EXERCISE AIM. Give the count of lines below that include the word "version", and say nothing else.

##########

PR #15753, opened 2024-02-06
Fix completer auto-invoking on non-source changes

### LINKED ISSUE #15746: Inline completer is invoked automatically when enabling output scrolling
Untitled

Inline completer is invoked automatically when enabling output scrolling. I think it should be in the way where inline completer is invoked only when editing code.

krassowski:
## References

Fixes #15746

## Code changes

- [x] add a test ensuring non-source changes do not trigger completer (should fail in the first commit)
- [x] filter the `changed` signal down to source changes before calling `onTextChanged`

## User-facing changes

| Before | After |
|--|--|
| before | after gif |


jtpio (approved):
Thanks!

Issue #15461, opened 2023-11-30
Unable to run Jupyter Lab after installing it on a read-only filesystem


zimmerrol:
<!-- Welcome! Thank you for contributing. These HTML comments will not render in the issue.

Before creating a new issue:
* Search for relevant issues
* Follow the issue reporting guidelines:
https://jupyterlab.readthedocs.io/en/latest/getting_started/issue.html
-->

## Description

I installed jupyter lab in a conda environment (of a singularity container). After installation, the location to which jupyter is installed becomes read-only. When I now try to start jupyter lab, I run into an error in the config manager of jupyter: ` Read-only file system: '/opt/conda/etc/jupyter/labconfig/page_config.json'`. I then saw that setting the `JUPYTER_CONFIG_DIR` to a writeable directory, might fix the issue. However, this does not change anything. Everything works fine when using jupyter notebook instead of jupyter lab.

## Reproduce

1. Install jupyter lab in a conda environment (of a singularity container). After installation, the location to which jupyter is installed becomes read-only. 
2. When I now try to start jupyter lab, I run into an error in the config manager of jupyter.

<!--Describe step-by-step instructions to reproduce the behavior-->


<!--Describe how you diagnosed the issue. See the guidelines at
 https://jupyterlab.readthedocs.io/en/latest/getting_started/issue.html -->

## Expected behavior

<!--Describe what you expected to happen-->
The server is supposed to start without crashing.

## Context

<!--Complete the following for context, and add any other relevant context-->

- Operating System and version: Debian GNU/Linux 11 <!-- e.g. Linux Ubuntu 21.04 -->
- Browser and version: n.A. <!-- e.g. Chrome 92 -->
- JupyterLab version:  4.1.0a3 <!-- e.g. 3.1.7 -->

<!--The more content you provide, the more we can help!-->

<details><summary>Troubleshoot Output</summary>
<pre>
$PATH:
        /opt/conda/bin
        /usr/local/bin                                                                                                                                                                                                                                             
        /usr/sbin
        /usr/bin
        /sbin
        /bin
        /home/rzimmermann/bin

sys.path:
        /opt/conda/bin
        /opt/conda/lib/python311.zip
        /opt/conda/lib/python3.11
        /opt/conda/lib/python3.11/lib-dynload
        /opt/conda/lib/python3.11/site-packages

sys.executable:
        /opt/conda/bin/python

sys.version:
[...]

PR #15756, opened 2024-02-06
Catch `OSError` in addition to `PermissionError` when `sys_prefix` is read-only

dhml:
## Code changes

Catch `OSError` in addition to `PermissionError` when `sys_prefix` is read-only in `_AppHandler.__init__()`. (#15461)


krassowski (approved):
Thank you @dhml!

PR #15762, opened 2024-02-07
Fix migration of command selectors for shortcuts

krassowski:
## References

Fixes https://github.com/jupyterlab-contrib/jupyterlab-vim/issues/134 (but jupyterlab-vim should still migrate to new selectors)

## Code changes

Decouples the check for warning being already emitted from the actual selector migration.

## User-facing changes

All shortcuts that needed migration will work in JupyterLab 4.1.x

None


jtpio (approved):
Thanks!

##########

ANSWER AREA. 4